Let $a$ be a fixed positive integer. Find the largest integer $b$ such that $(x+a)(x+b)=x+a+b$, for some integer $x$.

One have $n$ distinct circles(with the same radius) such that for any $k+1$ circles there are (at least) two circles that intersects in two points.

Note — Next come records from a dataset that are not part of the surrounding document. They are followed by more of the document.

PR #3284, opened 2019-11-20
DHFPROD-3630: Reduce list cache hits when determining if we can delet…

ryanjdew:
…e match summary documents

### DIFF
--- a/marklogic-data-hub/src/main/resources/ml-modules/root/data-hub/5/builtins/steps/mastering/default/merging.sjs
+++ b/marklogic-data-hub/src/main/resources/ml-modules/root/data-hub/5/builtins/steps/mastering/default/merging.sjs
@@ -49,10 +49,13 @@ function main(content, options) {
   for (let matchSummary of relatedMatchSummaries) {
     let matchSummaryObj = matchSummary.toObject().matchSummary;
     let URIsToProcess = matchSummaryObj.URIsToProcess;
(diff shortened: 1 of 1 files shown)


marklogic-data-hub/src/main/resources/ml-modules/root/data-hub/5/builtins/steps/mastering/default/merging.sjs
```diff
@@ -49,10 +49,13 @@ function main(content, options) {
   for (let matchSummary of relatedMatchSummaries) {
     let matchSummaryObj = matchSummary.toObject().matchSummary;
     let URIsToProcess = matchSummaryObj.URIsToProcess;
-    let allURIsProcessed = URIsToProcess.every((uri) => processedURIs.includes(uri) || cts.exists(cts.andQuery([
-      cts.documentQuery(uri),
+    // use one cts.uris call per match summary to reduce list cache hits
```
rjrudin: This change makes sense - do one query instead of N queries, where N = number of URIsToProcess - but I thought the reason would be for better performance, as one query is almost always faster than N queries? I'm confused by the "reduce list cache hits" comment.

ryanjdew: It came from Silvano's testing. https://project.marklogic.com/jira/browse/DHFPROD-3630?focusedCommentId=163485&page=com.atlassian.jira.plugin.system.issuetabpanels%3Acomment-tabpanel#comment-163485

PR #3289, opened 2019-11-20
DHFPROD-3690: Proper mapping in JSON to XML scenario

ryanjdew:


marklogic-data-hub/src/main/resources/ml-modules/root/data-hub/5/builtins/steps/mapping/entity-services/lib.sjs
```diff
@@ -408,11 +413,30 @@ function versionIsCompatibleWithES(version = xdmp.version()) {
   return false;
 }
 
+function extractInstance(docNode) {
+  let instance = docNode.xpath('/*:envelope/(object-node("instance")|*:instance/(element() except *:info))');
```
rjrudin: I think this warrants multiple unit tests directly on this function (in addition to the test you added already, which has a broader scope). The XPath expression is supporting multiple scenarios; we should have a unit test for each scenario that it supports to ensure that none of them break in the future, in case someone tries to change this.

ryanjdew: Added an additional test specifically for extractInstance. In the future I think it would be great to get set criteria for out unit tests. For example, are going for code coverage? Are going for direct calls to each function with a cyclomatic complexity of X or more? etc.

Show that for each line $l$ one can make $k$ lines, each one parallel with $l$, such that each circle has (at least) one point of intersection with some of these lines.

Show that there are infinitely many pairs of positive integers $(m,n)$, with $m<n$, such that $m$ divides $n^{2016}+n^{2015}+\dots+n^2+n+1$ and $n$ divides $m^{2016}+m^{2015} +\dots+m^2+m+1$.

Is there a number $n$ such that one can write $n$ as the sum of $2017$ perfect squares and (with at least) $2017$ distinct ways?

Let $ABC$ be a triangle and $I$ is your incenter, let $P$ be a point in $AC$ such that $PI$ is perpendicular to $AC$, and let $D$ be the reflection of $B$ wrt circumcenter of $\triangle ABC$. The line $DI$ intersects again the circumcircle of $\triangle ABC$ in the point $Q$. Prove that $QP$ is the angle bisector of the angle $\angle AQC$.

For each fixed positiver integer $n$, $n\geq 4$ and $P$ an integer, let $(P)_n \in [1, n]$ be the smallest positive residue of $P$ modulo $n$. Two sequences $a_1, a_2, \dots, a_k$ and $b_1, b_2, \dots, b_k$ with the terms in $[1, n]$ are defined as equivalent, if there is $t$ positive integer, gcd$(t,n)=1$, such that the sequence $(ta_1)_n, \dots, (ta_k)_n$ is a permutation of $b_1, b_2, \dots, b_k$. Let $\alpha$ a sequence of size $n$ and your terms are in $[1, n]$, such that each term appears $h$ times in the sequence $\alpha$ and $2h\geq n$. Show that $\alpha$ is equivalent to some sequence $\beta$ which contains a subsequence such that your size is(at most) equal to $h$ and your sum is exactly equal to $n$.